* **Requirement**: Report the count of lines below that include "opened", without any other text.

Start of Information provided

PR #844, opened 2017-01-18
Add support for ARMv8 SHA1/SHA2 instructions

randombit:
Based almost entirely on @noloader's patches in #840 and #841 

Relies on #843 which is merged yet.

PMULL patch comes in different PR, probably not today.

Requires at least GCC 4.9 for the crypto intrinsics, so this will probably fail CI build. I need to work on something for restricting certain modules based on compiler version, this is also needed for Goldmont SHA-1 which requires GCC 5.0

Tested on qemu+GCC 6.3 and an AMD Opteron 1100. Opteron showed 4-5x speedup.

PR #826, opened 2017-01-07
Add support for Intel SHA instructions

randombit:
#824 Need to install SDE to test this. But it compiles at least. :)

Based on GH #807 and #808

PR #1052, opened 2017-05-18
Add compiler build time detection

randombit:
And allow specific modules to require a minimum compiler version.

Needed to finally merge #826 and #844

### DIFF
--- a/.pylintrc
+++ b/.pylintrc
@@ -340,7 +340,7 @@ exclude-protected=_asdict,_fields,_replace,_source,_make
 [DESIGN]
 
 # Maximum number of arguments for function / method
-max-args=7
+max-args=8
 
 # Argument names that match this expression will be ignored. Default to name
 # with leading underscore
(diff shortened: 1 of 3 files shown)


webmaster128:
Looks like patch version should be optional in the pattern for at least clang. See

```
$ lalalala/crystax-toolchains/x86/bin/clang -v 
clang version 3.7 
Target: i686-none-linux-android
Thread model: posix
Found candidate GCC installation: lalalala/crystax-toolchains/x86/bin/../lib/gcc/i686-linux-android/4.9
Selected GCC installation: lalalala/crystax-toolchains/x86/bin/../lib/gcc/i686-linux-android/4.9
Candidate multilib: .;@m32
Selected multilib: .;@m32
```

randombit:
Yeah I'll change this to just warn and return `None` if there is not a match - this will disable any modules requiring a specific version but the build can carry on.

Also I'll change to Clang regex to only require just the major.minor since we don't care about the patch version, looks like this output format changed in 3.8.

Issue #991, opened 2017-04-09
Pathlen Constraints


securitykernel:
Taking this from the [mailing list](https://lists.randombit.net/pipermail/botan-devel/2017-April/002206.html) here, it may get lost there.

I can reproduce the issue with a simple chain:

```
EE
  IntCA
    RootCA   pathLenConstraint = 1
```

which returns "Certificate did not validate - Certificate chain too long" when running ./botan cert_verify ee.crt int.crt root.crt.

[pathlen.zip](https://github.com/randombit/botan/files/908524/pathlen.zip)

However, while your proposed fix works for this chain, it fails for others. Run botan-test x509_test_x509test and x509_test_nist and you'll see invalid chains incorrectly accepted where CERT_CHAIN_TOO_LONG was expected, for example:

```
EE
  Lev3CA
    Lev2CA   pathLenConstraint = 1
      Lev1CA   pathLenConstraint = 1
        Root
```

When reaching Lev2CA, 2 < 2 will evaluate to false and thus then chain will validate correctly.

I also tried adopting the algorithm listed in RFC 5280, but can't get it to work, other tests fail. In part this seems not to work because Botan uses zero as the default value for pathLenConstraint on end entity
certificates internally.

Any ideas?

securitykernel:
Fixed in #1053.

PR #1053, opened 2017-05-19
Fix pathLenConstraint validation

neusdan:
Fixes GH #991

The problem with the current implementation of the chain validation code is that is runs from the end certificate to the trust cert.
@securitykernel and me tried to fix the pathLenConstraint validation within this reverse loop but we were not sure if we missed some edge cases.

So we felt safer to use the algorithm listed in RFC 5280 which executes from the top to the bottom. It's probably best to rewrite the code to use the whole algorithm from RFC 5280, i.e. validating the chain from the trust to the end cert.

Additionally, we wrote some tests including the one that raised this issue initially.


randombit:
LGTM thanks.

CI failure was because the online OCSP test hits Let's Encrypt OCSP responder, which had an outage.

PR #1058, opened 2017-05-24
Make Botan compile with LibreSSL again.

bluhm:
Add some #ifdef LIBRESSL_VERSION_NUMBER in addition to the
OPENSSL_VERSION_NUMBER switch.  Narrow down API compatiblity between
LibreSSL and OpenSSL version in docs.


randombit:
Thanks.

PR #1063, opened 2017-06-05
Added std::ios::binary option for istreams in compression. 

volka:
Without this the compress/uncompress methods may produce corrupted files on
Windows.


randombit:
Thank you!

End of Information provided

* **Answer for the task**: 7